··· GIVEN DATA ···

PR #1096, opened 2018-12-11
Store secret keys in separate files [ECR-2518]

mvlabat:
## Overview

This PR changes the way we store secret keys for our nodes. CLI has been updated for these changes as well.

---

See:
- https://jira.bf.local/browse/ECR-2518
- https://jira.bf.local/browse/ECR-2519

### Definition of Done

### DIFF
--- a/CHANGELOG.md
+++ b/CHANGELOG.md
@@ -34,6 +34,10 @@ The project adheres to [Semantic Versioning](http://semver.org/spec/v2.0.0.html)
 
 #### exonum
 
+- Node secret keys are now stored in separate files in a secure way.
+  CLI for generating node configs and starting nodes has been extended
+  in order to reflect these changes.
+
 - Trait `TransactionSend` was removed.
   `ApiSender` now contains `broadcast_transaction` method. (#943)
 
@@ -109,7 +113,7 @@ The project adheres to [Semantic Versioning](http://semver.org/spec/v2.0.0.html)
 
 #### exonum-crypto
 
-- Added `utils` module with functions `create_keys_file` for creating
+- Added `utils` module with functions `generate_keys_file` for creating
   and `read_keys_from_file` for reading files that contain a
   public key and encrypted secret key. (#1056)
 
--- a/exonum/Cargo.toml
+++ b/exonum/Cargo.toml
@@ -53,6 +53,7 @@ uuid = { version = "=0.7.1", features = ["serde"] }
 snow = "=0.4.0"
 rust_decimal = "=0.10.2"
 protobuf = { version = "2.2.0", features = ["with-serde"] }
+rpassword = "2.0.0"
 
 exonum-crypto = { version = "0.9.0", path = "../crypto" }
 exonum_rocksdb = "0.7.4"
--- a/exonum/Cargo.toml
+++ b/exonum/Cargo.toml
@@ -53,7 +53,7 @@ uuid = { version = "=0.7.1", features = ["serde"] }
 snow = "=0.4.0"
 rust_decimal = "=0.10.2"
 protobuf = { version = "2.2.0", features = ["with-serde"] }
-rpassword = "2.0.0"
+rpassword = "=2.1.0"
 
 exonum-crypto = { version = "0.9.0", path = "../crypto" }
 exonum_rocksdb = "0.7.4"
--- a/exonum/src/helpers/fabric/builder.rs
+++ b/exonum/src/helpers/fabric/builder.rs
@@ -14,6 +14,7 @@
 
 use std::{
     collections::HashMap,
+    env,
     ffi::OsString,
     fmt,
     panic::{self, PanicInfo},
@@ -26,10 +27,13 @@ use super::{
     internal::{CollectedCommand, Command, Feedback},
     keys,
     maintenance::Maintenance,
-    CommandName, ServiceFactory,
+    CommandName, Context, ServiceFactory,
 };
 use blockchain::Service;
 use node::Node;
+
+const EXONUM_CONSENSUS_PASS: &str = "EXONUM_CONSENSUS_PASS";
+const EXONUM_SERVICE_PASS: &str = "EXONUM_SERVICE_PASS";
 
 /// `NodeBuilder` is a high level object,
 /// usable for fast prototyping and creating app from services list.
@@ -66,6 +70,9 @@ impl NodeBuilder {
         T: Into<OsString> + Clone,
     {
         let feedback = ClapBackend::execute_cmd_string(&self.commands, cmd_line);
+        if let Feedback::RunNode(ref ctx) = feedback {
+            self.read_run_context(ctx);
+        }
         feedback != Feedback::None
     }
 
@@ -73,17 +80,7 @@ impl NodeBuilder {
     pub fn parse_cmd(self) -> Option<Node> {
         match ClapBackend::execute(&self.commands) {
             Feedback::RunNode(ref ctx) => {
-                let config_file_path = ctx.get(keys::NODE_CONFIG_PATH).ok();
-                let config = ctx
-                    .get(keys::NODE_CONFIG)
-                    .expect("could not find node_config");
-                let db = Run::db_helper(ctx, &config.database);
-                let services: Vec<Box<dyn Service>> = self
-                    .service_factories
-                    .into_iter()
-                    .map(|mut factory| factory.make_service(ctx))
-                    .collect();
-                let node = Node::new(db, services, config, config_file_path);
+                let node = self.read_run_context(ctx);
                 Some(node)
             }
             _ => None,
@@ -138,6 +135,31 @@ impl NodeBuilder {
         ].into_iter()
         .map(|c| (c.name(), CollectedCommand::new(c)))
         .collect()
+    }
+
+    fn read_run_context(self, ctx: &Context) -> Node {
+        let config_file_path = ctx
+            .get(keys::NODE_CONFIG_PATH)
+            .expect("Could not find node_config_path");
+        let config = ctx
+            .get(keys::NODE_CONFIG)
+            .expect("could not find node_config");
+        let db = Run::db_helper(ctx, &config.database);
+        let services: Vec<Box<dyn Service>> = self
+            .service_factories
+            .into_iter()
+            .map(|mut factory| factory.make_service(ctx))
+            .collect();
+
+        let consensus_passphrase = env::var(EXONUM_CONSENSUS_PASS).unwrap_or_default();
+        let service_passphrase = env::var(EXONUM_SERVICE_PASS).unwrap_or_default();
+
+        let config = config.read_secret_keys(
+            &config_file_path,
+            consensus_passphrase.as_bytes(),
+            service_passphrase.as_bytes(),
+        );
+        Node::new(db, services, config, Some(config_file_path))
     }
 }
 
--- a/exonum/src/helpers/fabric/details.rs
+++ b/exonum/src/helpers/fabric/details.rs
@@ -17,17 +17,20 @@
 //! This module implement all core commands.
 // spell-checker:ignore exts, rsplitn
 
-use crypto;
+use crypto::generate_keys_file;
+use rpassword;
 use toml;
 
 use std::{
     collections::{BTreeMap, HashMap},
-    fs,
+    env, fs,
+    io::{self, BufRead, Write},
     net::{IpAddr, SocketAddr},
     path::{Path, PathBuf},
 };
 
 use super::{
+    super::path_relative_from,
     internal::{CollectedCommand, Command, Feedback},
     keys,
     shared::{
@@ -37,10 +40,13 @@ use super::{
 };
 use api::backends::actix::AllowOrigin;
 use blockchain::{config::ValidatorKeys, GenesisConfig};
+use crypto::PublicKey;
 use helpers::{config::ConfigFile, generate_testnet_config};
 use node::{ConnectListConfig, NodeApiConfig, NodeConfig};
 use storage::{Database, DbOptions, RocksDB};
 
+const EXONUM_CONSENSUS_PASS: &str = "EXONUM_CONSENSUS_PASS";
+const EXONUM_SERVICE_PASS: &str = "EXONUM_SERVICE_PASS";
 const DATABASE_PATH: &str = "DATABASE_PATH";
 const OUTPUT_DIR: &str = "OUTPUT_DIR";
 const PEER_ADDRESS: &str = "PEER_ADDRESS";
@@ -50,6 +56,9 @@ const PUBLIC_API_ADDRESS: &str = "PUBLIC_API_ADDRESS";
 const PRIVATE_API_ADDRESS: &str = "PRIVATE_API_ADDRESS";
 const PUBLIC_ALLOW_ORIGIN: &str = "PUBLIC_ALLOW_ORIGIN";
 const PRIVATE_ALLOW_ORIGIN: &str = "PRIVATE_ALLOW_ORIGIN";
+const CONSENSUS_KEY_PATH: &str = "CONSENSUS_KEY_PATH";
+const SERVICE_KEY_PATH: &str = "SERVICE_KEY_PATH";
+const NO_PASSWORD: &str = "NO_PASSWORD";
 
 /// Run command.
 pub struct Run;
@@ -68,7 +77,7 @@ impl Run {
             .unwrap_or_else(|_| panic!("{} not found.", NODE_CONFIG_PATH))
     }
 
-    fn node_config(path: String) -> NodeConfig {
+    fn node_config(path: String) -> NodeConfig<PathBuf> {
         ConfigFile::load(path).expect("Can't load node config file")
     }
 
@@ -184,6 +193,8 @@ impl RunDev {
         let pub_config_path = Self::artifacts_path("public.toml", &ctx);
         let sec_config_path = Self::artifacts_path("secret.toml", &ctx);
         let output_config_path = Self::artifacts_path("output.toml", &ctx);
+        let consensus_key_path = Self::artifacts_path("consensus.toml", &ctx);
+        let service_key_path = Self::artifacts_path("service.toml", &ctx);
 
         // Arguments for common config command.
         ctx.set_arg("COMMON_CONFIG", common_config_path.clone());
@@ -194,6 +205,9 @@ impl RunDev {
         ctx.set_arg("PUB_CONFIG", pub_config_path.clone());
         ctx.set_arg("SEC_CONFIG", sec_config_path.clone());
         ctx.set_arg(PEER_ADDRESS, peer_addr.into());
+        ctx.set_arg(CONSENSUS_KEY_PATH, consensus_key_path);
+        ctx.set_arg(SERVICE_KEY_PATH, service_key_path);
+        ctx.set_flag_occurrences(NO_PASSWORD, 1);
 
         // Arguments for finalize config command.
         ctx.set_arg_multiple("PUBLIC_CONFIGS", vec![pub_config_path.clone()]);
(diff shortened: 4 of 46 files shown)


CHANGELOG.md
```diff
@@ -109,7 +113,7 @@ The project adheres to [Semantic Versioning](http://semver.org/spec/v2.0.0.html)
 
 #### exonum-crypto
 
-- Added `utils` module with functions `create_keys_file` for creating
+- Added `utils` module with functions `generate_keys_file` for creating
```
aleksuss: 👍

exonum/src/helpers/fabric/details.rs
```diff
@@ -392,6 +406,47 @@ impl GenerateNodeConfig {
...
+                let stdin_locked = stdin.lock();
+                Self::prompt_passphrase(stdin_locked, io::stdout()).ok()
+            }).unwrap()
+            .into_bytes()
+    }
+
+    fn prompt_passphrase<R: BufRead, W: Write>(mut reader: R, mut writer: W) -> io::Result<String> {
+        loop {
+            write!(&mut writer, "Enter passphrase (empty for no passphrase): ").unwrap();
+            let password = rpassword::read_password_with_reader(Some(&mut reader))?;
```
ilammy: I'd suggest using `rpassword::read_password_from_tty` instead of explicitly manipulating stdin and stdout.
It is more correct to read passwords directly from terminal in UNIX world.

I guess you have used `BufRead` exactly to be able to write unit-tests for this function. However, I'm not sure that we need to test this behavior, retrying not that complex and we can trust `rpassword` to do its thing correctly. This test seems to provide little value. It would be more useful to have an integration test which verifies environment variable handling together with that `NO_PASSWORD` thing.

Also, I'm curious: how does this behave if there is no interactive terminal? E.g., when Exonum node is launched as a service with stdin and stdout bound to `/dev/null`?

exonum/src/helpers/fabric/details.rs
```diff
@@ -392,6 +406,47 @@ impl GenerateNodeConfig {
...
+            if password == rpassword::read_password_with_reader(Some(&mut reader))? {
+                return Ok(password);
+            }
+            writeln!(&mut writer, "Passphrases do not match.  Try again.").unwrap();
+        }
+    }
+
+    fn create_secret_key_file(
+        secret_key_path: impl AsRef<Path>,
+        passphrase: impl AsRef<[u8]>,
```
ilammy: I'd suggest calling `get_passphrase` from `create_secret_key_file` directly instead of passing the passphrase in. These is not need to use a passphrase outside of this function, and the function itself is an internal utility rather than general-purpose public function. This should be a nicer API for where it's actually used.

I'm not sure whether passing EXONUM_SERVICE_PASS here will read better though...

exonum/src/helpers/fabric/details.rs
```diff
@@ -392,6 +406,47 @@ impl GenerateNodeConfig {
 
         (external_address, listen_address)
     }
+
+    /// * `key` - expects EXONUM_SERVICE_PASS or EXONUM_CONSENSUS_PASS.
+    fn get_passphrase(context: &Context, key: &str) -> Vec<u8> {
```
ilammy: I'm a bit concerned that someone may reuse `get_passphrase` somewhere later to read an existing passphase, thinking that it's a general passphrase-reading function. Currently it is geared towards this only use: reading a fresh new consensus or service password for key files. Maybe we should consider giving this function more unwieldy name like `get_new_exonum_key_file_passphrase` or something alike so that it stays an internal utility.

exonum/src/helpers/fabric/details.rs
```diff
@@ -392,6 +406,47 @@ impl GenerateNodeConfig {
...
+        }
+    }
+
+    fn create_secret_key_file(
+        secret_key_path: impl AsRef<Path>,
+        passphrase: impl AsRef<[u8]>,
+    ) -> PublicKey {
+        let secret_key_path = secret_key_path.as_ref();
+        if secret_key_path.exists() {
+            panic!("{}: File exists", secret_key_path.to_string_lossy(),);
```
ilammy: These panics and unwraps make me cringe a bit. We can be more nice and return a Result from this function and _then_ panic in one place if we wish to. A function like this should not make decisions on error handling.

I'm not against leaving it as is (because of gazillion of other unwraps that are already present in this module), but following the boy scout rule is good for one's karma.

exonum/src/helpers/fabric/details.rs
```diff
@@ -459,8 +545,24 @@ impl Command for GenerateNodeConfig {
...
+        let service_public_key =
+            Self::create_secret_key_file(&service_secret_key_path, &service_passphrase);
+
+        let pub_config_folder = Path::new(&pub_config_path).parent().unwrap();
+        let consensus_secret_key = if consensus_secret_key_path.is_absolute() {
+            consensus_secret_key_path
+        } else {
+            path_relative_from(&consensus_secret_key_path, &pub_config_folder).unwrap()
+        };
+        let service_secret_key = if service_secret_key_path.is_absolute() {
```
ilammy: It feels that it would be better to have this `is_absolute` branch as a part of `path_relative_from`.

I also believe that it will be more nice to read if the arguments switch places:

```rust
path_relative_from(&pub_config_folder, service_secret_key_path)
```

exonum/src/helpers/fabric/mod.rs
```diff
@@ -79,9 +79,35 @@ pub struct Argument {
     pub required: bool,
     /// Help message.
     pub help: &'static str,
+    /// Used for named arguments: defines whether the argument is a flag or not (false for flags).
+    pub takes_value: bool,
 }
 
 impl Argument {
+    /// Creates a new falg with `long` and optionally `short` names.
```
ilammy:
```suggestion
    /// Creates a new flag with `long` and optionally `short` names.
```

exonum/src/helpers/mod.rs
```diff
@@ -77,3 +79,62 @@ pub fn generate_testnet_config(count: u16, start_port: u16) -> Vec<NodeConfig> {
...
+#[test]
+fn test_path_relative_from() {
+    let baz: PathBuf = "/foo/bar/baz".into();
+    let bar: PathBuf = "/foo/bar".into();
+    let quux: PathBuf = "/foo/bar/quux".into();
+    assert_eq!(path_relative_from(&bar, &baz), Some("../".into()));
+    assert_eq!(path_relative_from(&baz, &bar), Some("baz".into()));
+    assert_eq!(path_relative_from(&quux, &baz), Some("../quux".into()));
+    assert_eq!(path_relative_from(&baz, &quux), Some("../baz".into()));
+    assert_eq!(path_relative_from(&bar, &quux), Some("../".into()));
```
ilammy: I'd like to see more edge cases in tests for a utility function which may be reused in surprising places later.

- relative paths (as both arguments)
- special path components (`.` and `..`)
- trying to escape the root directory (`/foo/../../../../../../../../../../../bar`)
- any other stupid things that you may think of (e.g., `("/", "/")`, referring the directory itself, etc.)

exonum/src/node/mod.rs
```diff
@@ -268,6 +269,51 @@ pub struct NodeConfig {
...
+impl NodeConfig<PathBuf> {
+    /// Converts `NodeConfig<PathBuf>` to `NodeConfig<SecretKey>` reading the key files.
+    pub fn read_secret_keys(
+        self,
+        config_file_path: impl AsRef<Path>,
+        consensus_passphrase: &[u8],
+        service_passphrase: &[u8],
+    ) -> NodeConfig {
+        let config_folder = config_file_path.as_ref().parent().unwrap();
+        let consensus_key_path = if self.consensus_secret_key.is_absolute() {
```
ilammy: I'd suggest to extract this branch into a utility function.

exonum/tests/config.rs
```diff
@@ -32,14 +32,17 @@ use exonum::{
...
-    fs::{File, OpenOptions},
+    fs::{self, File, OpenOptions},
     io::{Read, Write},
     panic,
-    path::Path,
+    path::{Path, PathBuf},
 };
 
+const EXONUM_CONSENSUS_PASS: &str = "EXONUM_CONSENSUS_PASS";
+const EXONUM_SERVICE_PASS: &str = "EXONUM_SERVICE_PASS";
```
ilammy: Can't we somehow export these constants for tests instead of duplicating them? Or it looks too ugly?

exonum/src/helpers/fabric/mod.rs
vitvakatu:
```suggestion
    /// Creates a new flag with `long` and optionally `short` names.
```

exonum/src/helpers/fabric/details.rs
```diff
@@ -416,6 +471,29 @@ impl Command for GenerateNodeConfig {
                 "listen-address",
                 false,
             ),
+            Argument::new_named(
+                CONSENSUS_KEY_PATH,
+                false,
+                "Path to the pem file storing consensus private key (default: ./consensus.toml)",
```
aleksuss: `pem` is redundant here.

exonum/tests/config.rs
mvlabat: I looked through the Exonum code and found out that we do the same for some other constants (I don't remember which ones exactly). If I make them public, I'll have to reexport them in several modules and write documentation... Meh )

exonum/Cargo.toml
```diff
@@ -53,6 +53,7 @@ uuid = { version = "=0.7.1", features = ["serde"] }
 snow = "=0.4.0"
 rust_decimal = "=0.10.2"
 protobuf = { version = "2.2.0", features = ["with-serde"] }
+rpassword = "2.0.0"
```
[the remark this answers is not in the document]
vitvakatu: @ilammy why?

exonum/src/helpers/fabric/details.rs
mvlabat: I didn't want to edit the function which once was in the `stdlib`. I'd suggest to leave it as-is. It was somehow tested and reliable, I fell like it's better to keep that expected original behavior.

exonum/src/helpers/fabric/details.rs
mvlabat: It's a private method for this command.. Why would someone reuse it?
I'd rather not use such a verbose name, though I can add some comments in order to make it clear what this function does.

exonum/src/helpers/fabric/details.rs
mvlabat: Yeah.. I didn't want to pass variable name to this function, that why I kept it this way. Really dunno which way is really better

exonum/Cargo.toml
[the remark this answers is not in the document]
aleksuss: @ilammy we pin to a latest version if version less than 1.0.

exonum/src/helpers/fabric/details.rs
mvlabat: > This test seems to provide little value.

I think it's important to test our prompt behavior: what exactly is displayed to used and under what conditions. I can't see a way to do it in our integration tests.

> Also, I'm curious: how does this behave if there is no interactive terminal? E.g., when Exonum node is launched as a service with stdin and stdout bound to `/dev/null`?

You can always pass the password with environment variables, so you won't be prompted to enter the password manually.

exonum/src/helpers/fabric/details.rs
aleksuss: @mvlabat To hold a passphrase in `Vec` it's an unsecured approach. For that propose you can use https://docs.rs/smallvec/0.6.6/smallvec/struct.SmallVec.html.

exonum/src/node/mod.rs
```diff
@@ -268,6 +269,51 @@ pub struct NodeConfig {
...
+            config_folder.join(&self.consensus_secret_key)
+        };
+        let service_key_path = if self.service_secret_key.is_absolute() {
+            self.service_secret_key
+        } else {
+            config_folder.join(&self.service_secret_key)
+        };
+
+        let consensus_secret_key = read_keys_from_file(&consensus_key_path, consensus_passphrase)
+            .expect("Could not read consensus_secret_key from file")
```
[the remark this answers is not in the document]
mvlabat: It's always appended to the `expect` message. See
https://github.com/rust-lang/rust/blob/master/src/libcore/result.rs#L835
https://github.com/rust-lang/rust/blob/master/src/libcore/result.rs#L1008

exonum/src/helpers/fabric/details.rs
mvlabat: Saw the same comment for your PR and forgot about it.. Shame! )

exonum/src/helpers/fabric/details.rs
ilammy: If it were still around in stdlib as a deprecated function then I'd suggest using it instead. However, it was removed then I don't really buy the sentimental argument of keeping all the old quirks in naming, behavior, and argument order when we can do better now. It's not like new developers looking at this code will remember the old behavior. Plus, we have our own tests to verify that this function behaves as we expect it to.

Though, argument naming and order is a subjective matter so I'm most certainly not blocking this PR if you believe that we should keep the original naming and argument order.

exonum/tests/config.rs
ilammy: I'm not talking about making a really 'public' public export, with docs and stuff. Something like this in the Exonum module

```rust
#[cfg(test)]
pub use module::of::the::EXONUM_SERVICE_PASS;
```

Not sure if it will work though. If it's too hard or too ugly to read then forget it.

exonum/Cargo.toml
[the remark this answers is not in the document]
ilammy: Hm... that's news to me. I thought we pin _everything_. I guess that's a false impression made by 99% of Rust stuff still having 0.x.x versions :rofl: 

However, I also see some 1.0.0+ crates being pinned, such as `os_info`, `protobuf`. As well as some pre-1.0.0 stuff not pinned, such as `failure`, `erased_serde`.

I guess we need to spell this rule out in CONTRIBUTING.md or somewhere if that's our strategy on dependency management.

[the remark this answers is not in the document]
aleksuss: Be sure we will do it

exonum/src/helpers/fabric/details.rs
mvlabat: Yeah, I haven't brought up the main argument and I'm talking not against renaming the function right now.. I don't want to put the branch there. It really has nothing to do with the purpose of that function. The logic is to keep absolute paths as-is, because that's what user, I think, expects to see in the config if they pass an absolute path to the command line.

exonum/src/helpers/fabric/details.rs
ilammy: I'm not sure how `SmallVec` helps there. Isn't it (slightly) insecure because we should securely zero out memory before dropping it?

exonum/src/helpers/fabric/details.rs
ilammy: > You can always pass the password with environment variables, so you won't be prompted to enter the password manually.

But what if I forget to set the environment variable? Will Exonum node hang indefinitely, assume an empty password, or prompt the user on some random terminal for the password?

exonum/src/helpers/fabric/builder.rs
```diff
@@ -139,6 +136,31 @@ impl NodeBuilder {
...
+            .get(keys::NODE_CONFIG)
+            .expect("could not find node_config");
+        let db = Run::db_helper(ctx, &config.database);
+        let services: Vec<Box<dyn Service>> = self
+            .service_factories
+            .into_iter()
+            .map(|mut factory| factory.make_service(ctx))
+            .collect();
+
+        let consensus_passphrase = env::var(EXONUM_CONSENSUS_PASS).unwrap_or_default();
```
slowli: Am I reading this correctly that the password can only be input from env when starting a node? This doesn't sound right.

exonum/src/helpers/fabric/details.rs
```diff
@@ -416,6 +471,29 @@ impl Command for GenerateNodeConfig {
...
+            Argument::new_named(
+                SERVICE_KEY_PATH,
+                false,
+                "Path to the file storing service private key (default: ./service.toml)",
+                "s",
+                "service-path",
+                false,
+            ),
+            Argument::new_flag(
+                NO_PASSWORD,
```
slowli: What is the utility of this flag? I'm not an expert in designing secure UX, but I think that the *only* case where we might not ask for a password is creating a test network. We would want to provide domain separation (i.e., make it impossible to run a test network node in the "real" network, or vice versa; this might include different address format if/when address appear in Exonum) and otherwise make clear that a test network is not secure and should not be used in production.

exonum/src/helpers/fabric/details.rs
```diff
@@ -392,6 +406,47 @@ impl GenerateNodeConfig {
 
         (external_address, listen_address)
     }
+
+    /// * `key` - expects EXONUM_SERVICE_PASS or EXONUM_CONSENSUS_PASS.
+    fn get_passphrase(context: &Context, key: &str) -> Vec<u8> {
+        context
+            .get_flag_occurrences(NO_PASSWORD)
+            .map(|_| "".to_string())
+            .or_else(|| env::var(key).ok())
```
slowli: Using a fixed env var can potentially leak a passphrase from another Exonum instance here, right? Doesn't look like a good decision to me.

exonum/src/helpers/fabric/details.rs
```diff
@@ -392,6 +406,47 @@ impl GenerateNodeConfig {
...
+            }).unwrap()
+            .into_bytes()
+    }
+
+    fn prompt_passphrase<R: BufRead, W: Write>(mut reader: R, mut writer: W) -> io::Result<String> {
+        loop {
+            write!(&mut writer, "Enter passphrase (empty for no passphrase): ")?;
+            let password = rpassword::read_password_with_reader(Some(&mut reader))?;
+            write!(&mut writer, "Enter same passphrase again: ")?;
+            if password == rpassword::read_password_with_reader(Some(&mut reader))? {
```
slowli: I'd check that the password is non-empty, tbh. Empty passwords are acceptable for test networks, but otherwise an obvious security issue.

exonum/src/helpers/fabric/details.rs
```diff
@@ -392,6 +406,47 @@ impl GenerateNodeConfig {
...
+        passphrase: impl AsRef<[u8]>,
+    ) -> PublicKey {
+        let secret_key_path = secret_key_path.as_ref();
+        if secret_key_path.exists() {
+            panic!("{}: File exists", secret_key_path.to_string_lossy(),);
+        } else {
+            if let Some(dir) = secret_key_path.parent() {
+                fs::create_dir_all(dir).unwrap();
+            }
+            generate_keys_file(&secret_key_path, &passphrase).unwrap()
```
slowli: Slightly off-topic: I'd be wary of using `unwrap()`s: they can leak diagnostic information useful to an adversary.

exonum/src/node/mod.rs
```diff
@@ -268,6 +269,51 @@ pub struct NodeConfig {
...
+            .expect("Could not read service_secret_key from file")
+            .1;
+        NodeConfig {
+            consensus_secret_key,
+            service_secret_key,
+            genesis: self.genesis,
+            listen_address: self.listen_address,
+            external_address: self.external_address,
+            network: self.network,
+            consensus_public_key: self.consensus_public_key,
```
slowli: What happens if the keypair in the key file doesn't correspond to this public key?

exonum/src/helpers/fabric/builder.rs
mvlabat: As far as I know, that's what on we agreed for the first iteration.

exonum/src/helpers/fabric/details.rs
mvlabat: Sounds reasonable... But it's not quite clear to me what kind of interface we should provide instead

exonum/src/node/mod.rs
mvlabat: Nothing right now. Should we throw an error in this case?

I really discovered that we store public key in the key files when I published the PR. I think that another option is to remove public keys from our final config and read them from key files, so we can get rid of redundancy and duplication of data. What do you think about it?

exonum/src/node/mod.rs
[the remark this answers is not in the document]
vitvakatu: Okay, sorry

exonum/src/helpers/fabric/details.rs
```diff
@@ -416,6 +471,29 @@ impl Command for GenerateNodeConfig {
...
+                false,
+                "Path to the pem file storing service private key (default: ./service.toml)",
+                "s",
+                "service-path",
+                false,
+            ),
+            Argument::new_flag(
+                NO_PASSWORD,
+                "Don't prompt for passwords when generating private keys (leave empty)",
+                "n",
```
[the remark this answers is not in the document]
vitvakatu: Well, I think this functionality is potentially dangerous and every user should understand, that he's using "--no-password" flag, not some invisible "-n" :)

If you think that it's okay - I will not mind against.

exonum/src/node/mod.rs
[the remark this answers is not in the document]
mvlabat: No problem :)

dvush:
Moved to #1222

exonum/src/helpers/fabric/details.rs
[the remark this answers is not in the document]
dvush: I've left it as is.

exonum/src/helpers/fabric/details.rs
dvush: I think since this function is used in "testnet" where there is no passphrase it can be left as is.
I changed scoping to address your comment in new PR.

exonum/src/helpers/fabric/details.rs
dvush: I used https://crates.io/crates/zeroize here.

exonum/src/helpers/fabric/details.rs
dvush: I thing that current arguments named better since function is called "path relative from" - first argument is "path" second argument "from".
Regarding moving is_absolute branch into some function I would consider premature since there are only two use cases, also this thing with paths may change(see comments later)

exonum/src/helpers/fabric/details.rs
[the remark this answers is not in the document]
dvush: It makes sence but for now I left it as is. Maybe UX will be slightly changed keeping this in mind.

exonum/src/helpers/fabric/details.rs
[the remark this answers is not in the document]
dvush: I've added zeroizing Vec<u8> and string produced by read_password.

exonum/src/helpers/mod.rs
dvush: This function does not work some of this cases properly.

>relative paths

Sort of works.

>special path components
>trying to escape the root directory

it does not "collapse" arguments so it does not work in all cases.

>("/", "/"), referring the directory itself

It will return ""...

···

- PROBLEM TO SOLVE -
Retype word for word the line above with "dvush: This function" and all lines after it, nothing else.

- TASK SOLUTION -
dvush: This function does not work some of this cases properly.

>relative paths

Sort of works.

>special path components
>trying to escape the root directory

it does not "collapse" arguments so it does not work in all cases.

>("/", "/"), referring the directory itself

It will return ""...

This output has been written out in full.